▶ _TASK GOAL_
Where the string "update" appears in a line of the data, show that line.

(Dataset entries)
PR #561, opened 2019-02-01
use OrderedDict in byteify

alexcjohnson:
Quick followup to #545 - We maintain order in py3, but in py2 where we run the objects through `byteify` they were reverting to regular `dict`. This keeps them as `OrderedDict`.

Tested against `dcc` locally.


dash/development/_r_components_generation.py
```diff
@@ -25,8 +25,8 @@
         )
 
     component$props <- filter_null(component$props)
-    
-    structure(component, class = c('dash_component', 'list'))
```
alexcjohnson: Not sure why this trailing whitespace wasn't caught by CI earlier... it's going to generate diffs in all the component packages that use it.

PR #565, opened 2019-02-01
Version lock for the core components libraries

T4rk1n:
Added the core libraries to setup.py `install_requires`, installing dash will now also install:
- dash-core-components
- dash-html-components
- dash-table


setup.py
```diff
@@ -20,7 +20,10 @@
         'Flask>=0.12',
         'flask-compress',
         'plotly',
-        'dash_renderer',
+        'dash_renderer==0.17.0',
+        'dash-core-components==0.43.0',
+        'dash-html-components==0.13.5',
+        'dash-table==3.3.0'
```
alexcjohnson: Until we implement the tip-o-master cross-package testing protocol, do you want to update `.circleci/requirements/*` to match these versions?

.circleci/requirements/dev-requirements-py37.txt
```diff
@@ -1,5 +1,5 @@
-dash_core_components>=0.40.2
-dash_html_components==0.12.0rc3
+dash_core_components>=0.43.0
+dash_html_components==0.13.4
 dash-flow-example==0.0.3
 dash-dangerously-set-inner-html
 git+git://github.com/plotly/dash-renderer@master#egg=dash_renderer
```
alexcjohnson: I think renderer can go back to the published version now... this was supposed to be temporary during the no-events push (sorry about that!)

T4rk1n:
There's a circular dependency issue when we update the version on the core packages with these lock.

```
pkg_resources.DistributionNotFound: The 'dash-core-components==0.43.0' distribution was not found and is required by dash
```

T4rk1n:
Ok, so after testing, no need to install the local package with develop mode on circle, it will take the local folder for the package.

▶ _RESPONSE BOX_
alexcjohnson: Until we implement the tip-o-master cross-package testing protocol, do you want to update `.circleci/requirements/*` to match these versions?
There's a circular dependency issue when we update the version on the core packages with these lock.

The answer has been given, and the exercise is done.